The setup has three pieces:
1. Create /etc/sudoers.d/claude-readonly granting NOPASSWD to the current user for read-only diagnostic commands only:
- /usr/bin/journalctl
- /usr/bin/systemctl status *, is-active *, is-enabled *, list-units, list-unit-files, show *
- /usr/sbin/ufw status (and variants)
- /usr/bin/ss, /usr/bin/lsof
- /usr/bin/tail /var/log/*, /usr/bin/less /var/log/*, /usr/bin/grep * /var/log/*
- /usr/bin/find /var/log -type f *, /usr/bin/find /etc -type f *
Before writing, run `which` on each binary to confirm absolute paths on this distro — they may differ. Stage the file in /tmp first and install with `sudo visudo -cf /tmp/claude-readonly && sudo install -o root -g root -m 0440 /tmp/claude-readonly /etc/sudoers.d/claude-readonly`. The visudo parse-check is mandatory.
2. Create /etc/sudoers.d/claude-session containing exactly:
Defaults:$USER timestamp_type=global
(Replace $USER with my actual username.) Install with the same visudo + install pattern. This makes sudo's credential cache shared across all my processes so `sudo -v` in any terminal warms the lease for your bash subshell.
3. Add a permissions.deny block to ~/.claude/settings.json blocking shell-spawning sudo forms:
sudo bash*, sudo sh*, sudo -s*, sudo -i*, sudo su*, sudo visudo*, sudo tee /etc/sudoers*, sudo rm /etc/sudoers*
Merge this into any existing settings.json; do not overwrite the file.

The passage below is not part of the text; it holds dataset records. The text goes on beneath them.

PR #785, opened 2024-07-01
Updated RFS Doc Migration main() to use local snapshot

chelma:
### Description
* Updated the `RfsMigrateDocuments.java` entrypoint to accept a local snapshot
* Added a new, local test that runs the full `RfsMigrateDocuments.java` against local target/source in Docker containers and a local snapshot.  The test asserts that the process exits with the expected status code.

### Issues Resolved
* https://opensearch.atlassian.net/browse/MIGRATIONS-1807
* https://opensearch.atlassian.net/browse/MIGRATIONS-1809

### Testing
Ran the new tests using `gradle DocumentsFromSnapshotMigration:slowTest`

### Check List

### DIFF
--- a/DocumentsFromSnapshotMigration/build.gradle
+++ b/DocumentsFromSnapshotMigration/build.gradle
@@ -148,10 +148,6 @@ test {
 }
 
 task slowTest(type: Test) {
-    doFirst {
-        println "Running slow tests..."
-    }
-
     useJUnitPlatform()
     dependsOn(':TrafficCapture:dockerSolution:buildDockerImage_elasticsearchTestConsole')
     jacoco {
@@ -163,7 +159,7 @@ task slowTest(type: Test) {
         showExceptions true
         showCauses true
         showStackTraces true
-        // showStandardStreams = true
+        // showStandardStreams true
     }
     reports {
         html.required = true
@@ -174,8 +170,6 @@ task slowTest(type: Test) {
 jacocoTestReport {
     dependsOn slowTest
     reports {
-        xml.required = true
-        xml.destination file("${buildDir}/reports/jacoco/test/jacocoTestReport.xml")
         html.required = true
         html.destination file("${buildDir}/reports/jacoco/test/html")
     }
--- a/DocumentsFromSnapshotMigration/build.gradle
+++ b/DocumentsFromSnapshotMigration/build.gradle
@@ -148,10 +148,26 @@ test {
 }
 
 task slowTest(type: Test) {
+    doFirst {
+        println "Running slow tests..."
+    }
+
     useJUnitPlatform()
     dependsOn(':TrafficCapture:dockerSolution:buildDockerImage_elasticsearchTestConsole')
     jacoco {
         enabled = true
+    }
+    testLogging {
+        events "passed", "skipped", "failed"
+        exceptionFormat "full"
+        showExceptions true
+        showCauses true
+        showStackTraces true
+        // showStandardStreams = true
+    }
+    reports {
+        html.required = true
+        html.destination file("${buildDir}/reports/tests/slowTest")
     }
 }
 
--- a/DocumentsFromSnapshotMigration/src/main/java/com/rfs/RfsMigrateDocuments.java
+++ b/DocumentsFromSnapshotMigration/src/main/java/com/rfs/RfsMigrateDocuments.java
@@ -2,6 +2,7 @@ package com.rfs;
 
 import com.beust.jcommander.JCommander;
 import com.beust.jcommander.Parameter;
+import com.beust.jcommander.ParameterException;
 
 import java.io.IOException;
 import java.net.URI;
@@ -22,6 +23,7 @@ import com.rfs.worker.ShardWorkPreparer;
 
 import com.rfs.common.DefaultSourceRepoAccessor;
 import com.rfs.common.DocumentReindexer;
+import com.rfs.common.FileSystemRepo;
 import com.rfs.common.IndexMetadata;
 import com.rfs.common.LuceneDocumentsReader;
 import com.rfs.common.OpenSearchClient;
@@ -49,20 +51,33 @@ public class RfsMigrateDocuments {
                 description = "The name of the snapshot to migrate")
         public String snapshotName;
 
+        @Parameter(names = {"--snapshot-local-dir"},
+                required = false,
+                description = ("The absolute path to the directory on local disk where the snapshot exists.  Use this parameter"
+                    + " if have a copy of the snapshot disk.  Mutually exclusive with --s3-local-dir, --s3-repo-uri, and --s3-region."
+                ))
+        public String snapshotLocalDirPath = null;
+
         @Parameter(names = {"--s3-local-dir"},
-                required = true,
-                description = "The absolute path to the directory on local disk to download S3 files to")
-        public String s3LocalDirPath;
+                required = false,
+                description = ("The absolute path to the directory on local disk to download S3 files to.  If you supply this, you must"
+                    + " also supply --s3-repo-uri and --s3-region.  Mutually exclusive with --snapshot-local-dir."
+                ))
+        public String s3LocalDirPath = null;
 
         @Parameter(names = {"--s3-repo-uri"},
-                required = true,
-                description = "The S3 URI of the snapshot repo, like: s3://my-bucket/dir1/dir2")
-        public String s3RepoUri;
+                required = false,
+                description = ("The S3 URI of the snapshot repo, like: s3://my-bucket/dir1/dir2.  If you supply this, you must"
+                    + " also supply --s3-local-dir and --s3-region.  Mutually exclusive with --snapshot-local-dir."
+                ))
+        public String s3RepoUri = null;
 
         @Parameter(names = {"--s3-region"},
-                required = true,
-                description = "The AWS Region the S3 bucket is in, like: us-east-2")
-        public String s3Region;
+                required = false,
+                description = ("The AWS Region the S3 bucket is in, like: us-east-2.  If you supply this, you must"
+                    + " also supply --s3-local-dir and --s3-repo-uri.  Mutually exclusive with --snapshot-local-dir."
+                ))
+        public String s3Region = null;
 
         @Parameter(names = {"--lucene-dir"},
                 required = true,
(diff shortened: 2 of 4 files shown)


gregschohn:
In the PR description, say "main", or even "program" rather than entrypoint.  I was wondering what you were doing with docker when I read the description.

DocumentsFromSnapshotMigration/build.gradle
```diff
@@ -148,11 +148,27 @@ test {
 }
 
 task slowTest(type: Test) {
+    doFirst {
+        println "Running slow tests..."
+    }
+
```
gregschohn, line 154: Remove

DocumentsFromSnapshotMigration/build.gradle
```diff
@@ -148,11 +148,27 @@ test {
...
+        exceptionFormat "full"
+        showExceptions true
+        showCauses true
+        showStackTraces true
+        // showStandardStreams = true
+    }
+    reports {
+        html.required = true
+        html.destination file("${buildDir}/reports/tests/slowTest")
+    }
```
gregschohn, line 171: For checkin, make sure that this is consistent with our other projects.  I'm not sure currently what it should be, but it's evolved over time.

DocumentsFromSnapshotMigration/src/main/java/com/rfs/RfsMigrateDocuments.java
```diff
@@ -120,8 +155,16 @@ public static void main(String[] args) throws Exception {
...
-                        new S3Uri(arguments.s3RepoUri), arguments.s3Region);
+                SourceRepo sourceRepo;
+                if (arguments.snapshotLocalDirPath == null) {
+                    sourceRepo = S3Repo.create(
+                        Paths.get(arguments.s3LocalDirPath),
+                        new S3Uri(arguments.s3RepoUri),
+                        arguments.s3Region
+                    );
+                } else {
+                    sourceRepo = new FileSystemRepo(Paths.get(arguments.snapshotLocalDirPath));
```
gregschohn, line 166: lift the args check up and add a default else to throw to make the code more defensible for the future.

DocumentsFromSnapshotMigration/src/test/java/com/rfs/FullTest.java
```diff
@@ -308,6 +314,90 @@ private DocumentsRunner.CompletionStatus migrateDocumentsWithOneWorker(SourceRep
...
+    public static Stream<Arguments> makeProcessExitArgs() {
+        var sourceImageArgs = SOURCE_IMAGES.stream().map(name -> makeParamsForBase(name)).collect(Collectors.toList());
+        var targetImageNames = TARGET_IMAGES.stream().map(SearchClusterContainer.Version::getImageName).collect(Collectors.toList());
+
+        return sourceImageArgs.stream()
+            .flatMap(a->
+            targetImageNames.stream().map(b->Arguments.of(a[0], a[1], a[2], b)));
+    }
+
+    @ParameterizedTest
```
gregschohn, line 326: Why do you think this test needs to be parameterized on source/target endpoints?  I would rather see a parameter on something like shouldThrow vs shouldSucceed.

DocumentsFromSnapshotMigration/src/test/java/com/rfs/FullTest.java
```diff
@@ -308,6 +314,90 @@ private DocumentsRunner.CompletionStatus migrateDocumentsWithOneWorker(SourceRep
...
+    @MethodSource("makeProcessExitArgs")
+    public void testProcessExitsAsExpected(SearchClusterContainer.Version baseSourceImageVersion,
+            String generatorImage, String[] generatorArgs,
+            String targetImageName) throws Exception {
+
+        try (var esSourceContainer = new PreloadedSearchClusterContainer(baseSourceImageVersion,
+                    SOURCE_SERVER_ALIAS, generatorImage, generatorArgs);
+                OpensearchContainer<?> osTargetContainer =
```
gregschohn, line 334: Setting up a toxiproxy in between your future process and your target will let you inject some severe timeouts that should cause timeouts to propagate.  Those should eventually cause a lease expiration, which would be really useful to check.

Take a look at KafkaConfigurationCaptureProxyTest for an example of where we use the toxiproxy test container.  You might also be able to route a test to a dummy endpoint that returns 404 (see SimpleNettyHttpServer).  That should cause retries to go on & on.  For testing purposes, you might need to parameterize (at the command line) the initial lease time for either of these.

DocumentsFromSnapshotMigration/src/test/java/com/rfs/FullTest.java
```diff
@@ -308,6 +314,90 @@ private DocumentsRunner.CompletionStatus migrateDocumentsWithOneWorker(SourceRep
...
+                processBuilder.command().addAll(Arrays.asList(args));
+
+                Process process = processBuilder.start();
+                log.atInfo().setMessage("Process started with ID: " + Long.toString(process.toHandle().pid())).log();
+                
+                // Kill the process and fail if we have to wait too long
+                boolean finished = process.waitFor(2, TimeUnit.MINUTES);
+                if (!finished) {
+                    log.atError().setMessage("Process timed out, attempting to kill it...").log();
+                    process.destroy(); // Try to be nice about things first...
```
gregschohn, line 380: Is there some kind of dump that should be done before terminating the process?  lsof, thread inspection, CPU stats, etc?  A 5 minute investment is all that we need now.  We hopefully can reproduce this easily locally if the test fails and a breakpoint or long-sleep would work fine in the local case.

DocumentsFromSnapshotMigration/src/test/java/com/rfs/FullTest.java
```diff
@@ -308,6 +314,90 @@ private DocumentsRunner.CompletionStatus migrateDocumentsWithOneWorker(SourceRep
...
+                    if (!process.waitFor(10, TimeUnit.SECONDS)) {
+                        log.atError().setMessage("Process still running, attempting to force kill it...").log();
+                        process.destroyForcibly(); // ..then avada kedavra
+                    }
+                    Assertions.fail("The process did not finish within the timeout period.");
```
gregschohn, line 385: print out the time period

DocumentsFromSnapshotMigration/src/test/java/com/rfs/FullTest.java
```diff
@@ -308,6 +314,90 @@ private DocumentsRunner.CompletionStatus migrateDocumentsWithOneWorker(SourceRep
...
+                }
+
+                int exitCode = process.exitValue();
+
+                // Check if the exit code is as expected
+                int expectedExitCode = 0;
```
gregschohn, line 391: this would need to be parameterized for the error case.

DocumentsFromSnapshotMigration/build.gradle
chelma: Yeah, probably unnecessary now with testLogging section below.

DocumentsFromSnapshotMigration/build.gradle
chelma: This was pulled from the RFS sub-project; will check what the other sub-projects use though.

DocumentsFromSnapshotMigration/src/test/java/com/rfs/FullTest.java
chelma: I don't; I was just following the existing paradigm until I knew how to insert exceptions, which is what I really wanted to parameterize on.  I had to have something in the draft PR though.

DocumentsFromSnapshotMigration/src/test/java/com/rfs/FullTest.java
chelma: Will investigate; thanks.

DocumentsFromSnapshotMigration/src/test/java/com/rfs/FullTest.java
chelma: I'll take another look, but what I really wanted was the stdout/stderr streams.  However, attaching something to read from the process prevents it from timing out the wait correctly, and I wasn't able to find a way to get it to work the way I wanted.  General process stats may be easier.

DocumentsFromSnapshotMigration/src/test/java/com/rfs/FullTest.java
chelma: Yep!

DocumentsFromSnapshotMigration/src/test/java/com/rfs/FullTest.java
chelma: Will do.

DocumentsFromSnapshotMigration/src/test/java/com/rfs/FullTest.java
chelma: I did something a bit simpler this time around, but I'd be interested in following up later for more sophisticated testing of the work coordination.

DocumentsFromSnapshotMigration/src/test/java/com/rfs/FullTest.java
chelma: I found a way to get stderr/stdout; it just comes down to when and how you set up the stream to read it.

DocumentsFromSnapshotMigration/src/test/java/com/rfs/FullTest.java
```diff
@@ -308,6 +316,112 @@ private DocumentsRunner.CompletionStatus migrateDocumentsWithOneWorker(SourceRep
...
+
+                var targetClient = new OpenSearchClient(targetAddress, null);
+                var sourceRepo = new FileSystemRepo(tempDirSnapshot);
+                migrateMetadata(sourceRepo, targetClient, SNAPSHOT_NAME, INDEX_ALLOWLIST);
+
+                // Stop the target container if we don't want it to be available.  We've already cached the address it was
+                // using, so we can have reasonable confidence that nothing else will be using it and bork our test.
+                if (!targetAvailable) {
+                    osTargetContainer.stop();
+                }
```
gregschohn, line 371: This is wasteful.  You could bind to a random port (see PortFinder) or setup a local http server if you wanted to keep the connection open.  

Can you document what behavior you're looking the client (migration process) to exhibit?  e.g. "conn_refused means that this part fails, then that part fails, then the process exits"

DocumentsFromSnapshotMigration/src/test/java/com/rfs/FullTest.java
```diff
@@ -308,6 +316,112 @@ private DocumentsRunner.CompletionStatus migrateDocumentsWithOneWorker(SourceRep
...
+                Process process = processBuilder.start();
+                log.atInfo().setMessage("Process started with ID: " + Long.toString(process.toHandle().pid())).log();
+                
+                // Kill the process and fail if we have to wait too long
+                int timeoutSeconds = 90;
+                boolean finished = process.waitFor(timeoutSeconds, TimeUnit.SECONDS);
+                if (!finished) {
+                    // Print the process output
+                    StringBuilder output = new StringBuilder();
+                    try (BufferedReader reader = new BufferedReader(new InputStreamReader(process.getInputStream()))) {
```
gregschohn, line 394: Each of the 'new' objects should be in its own line to do proper cleanup for the try-with-resources.
```
try (
  var processStream = process.getInputStream();
  var isr = new InputStreamReader(processStream);
  var reader = new BufferedReader(isr)
) ...
```

DocumentsFromSnapshotMigration/src/test/java/com/rfs/FullTest.java
```diff
@@ -308,6 +316,112 @@ private DocumentsRunner.CompletionStatus migrateDocumentsWithOneWorker(SourceRep
...
+                        String line;
+                        while ((line = reader.readLine()) != null) {
+                            output.append(line).append(System.lineSeparator());
+                        }
+                    }
```
gregschohn, line 399: something like `var output = reader.lines().join(Collectors.joining("\n");` could replace doing it yourself.
Since you're in a test and not worrying about persisting this output, I'd make the test run the same on all platforms, with the same line ending for all

gregschohn (approved):
Minor comments.  Please file a new task to add a test to make sure that process death for expiration works as expected.

chelma:
> Minor comments. Please file a new task to add a test to make sure that process death for expiration works as expected.

Done - https://opensearch.atlassian.net/browse/MIGRATIONS-1823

4. Write a feedback memory so future Claude sessions on this machine know the lease exists. The memory directory is `~/.claude/projects//memory/` where `` matches the current working directory (run `pwd` to see it; the slug replaces `/` with `-` and drops the leading slash, e.g. `/home/me` → `-home-me`). Create `feedback_sudo_lease.md` in that directory with frontmatter `type: feedback` and body explaining: (a) read-only diagnostics run NOPASSWD via /etc/sudoers.d/claude-readonly, (b) mutating sudo needs a warm lease — ask the user to run `sudo -v` rather than hand-running commands yourself, (c) shell-spawning sudo forms are denied in settings.json. Then add a one-line pointer to that file in `MEMORY.md` in the same directory (create MEMORY.md if it does not exist). This is what makes the setup reproducibly *useful* — without it, future sessions will still try to hand-run sudo commands instead of asking for a lease.
Then verify with: `sudo -k && sudo journalctl -n 5` (should pass silently) and `sudo systemctl is-system-running` (should also pass silently since that's read-only). Try `sudo touch /etc/foo` — it should prompt for password. Then `sudo -v`, enter password, retry — should now pass without prompting.
Walk me through each step before executing it, and pause for confirmation before installing either sudoers file. Do not skip the visudo -c parse-check — a broken sudoers file can lock me out of sudo.
Note for the dev machine: the file is named claude-session on the dev machine (clearer) rather than claude-audit-tty (legacy name on skyhouse from the 2026-05 audit).
Net effect: urgent debugging with Claude no longer stalls on sudo copy-paste friction, while every mutating action still passes through me — either via password entry or via the per-command Claude approval prompt during a warm lease.